## Provided information
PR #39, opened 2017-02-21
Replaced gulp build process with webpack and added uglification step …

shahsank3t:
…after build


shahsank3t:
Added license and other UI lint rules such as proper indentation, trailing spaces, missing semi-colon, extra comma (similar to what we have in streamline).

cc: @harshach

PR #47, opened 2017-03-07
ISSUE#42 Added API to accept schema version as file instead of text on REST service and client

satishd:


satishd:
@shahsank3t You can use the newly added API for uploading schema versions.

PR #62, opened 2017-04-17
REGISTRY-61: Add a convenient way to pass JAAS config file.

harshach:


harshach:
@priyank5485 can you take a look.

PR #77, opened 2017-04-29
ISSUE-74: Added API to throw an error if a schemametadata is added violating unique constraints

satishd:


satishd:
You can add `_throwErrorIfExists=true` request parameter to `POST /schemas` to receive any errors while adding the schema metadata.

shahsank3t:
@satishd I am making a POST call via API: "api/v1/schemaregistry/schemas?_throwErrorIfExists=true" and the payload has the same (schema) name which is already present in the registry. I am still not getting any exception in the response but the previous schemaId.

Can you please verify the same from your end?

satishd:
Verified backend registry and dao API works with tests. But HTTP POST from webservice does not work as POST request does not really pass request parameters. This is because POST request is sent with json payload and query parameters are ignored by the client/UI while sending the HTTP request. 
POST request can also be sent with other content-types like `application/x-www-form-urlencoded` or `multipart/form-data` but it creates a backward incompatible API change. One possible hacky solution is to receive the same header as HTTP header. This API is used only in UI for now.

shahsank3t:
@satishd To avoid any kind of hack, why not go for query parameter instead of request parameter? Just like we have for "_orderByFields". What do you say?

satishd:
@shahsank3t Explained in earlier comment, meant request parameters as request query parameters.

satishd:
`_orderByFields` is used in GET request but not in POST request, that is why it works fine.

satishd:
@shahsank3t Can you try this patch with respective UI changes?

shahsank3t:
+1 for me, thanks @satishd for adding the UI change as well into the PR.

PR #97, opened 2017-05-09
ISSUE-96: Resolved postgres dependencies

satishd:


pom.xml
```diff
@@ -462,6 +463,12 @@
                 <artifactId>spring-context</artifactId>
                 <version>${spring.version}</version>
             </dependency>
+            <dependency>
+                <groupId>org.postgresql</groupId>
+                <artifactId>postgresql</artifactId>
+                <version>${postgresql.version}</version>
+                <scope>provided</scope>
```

## Task instructions
Pull together all lines from the data that mention the word "have".

## Problem solution
Added license and other UI lint rules such as proper indentation, trailing spaces, missing semi-colon, extra comma (similar to what we have in streamline).
@satishd To avoid any kind of hack, why not go for query parameter instead of request parameter? Just like we have for "_orderByFields". What do you say?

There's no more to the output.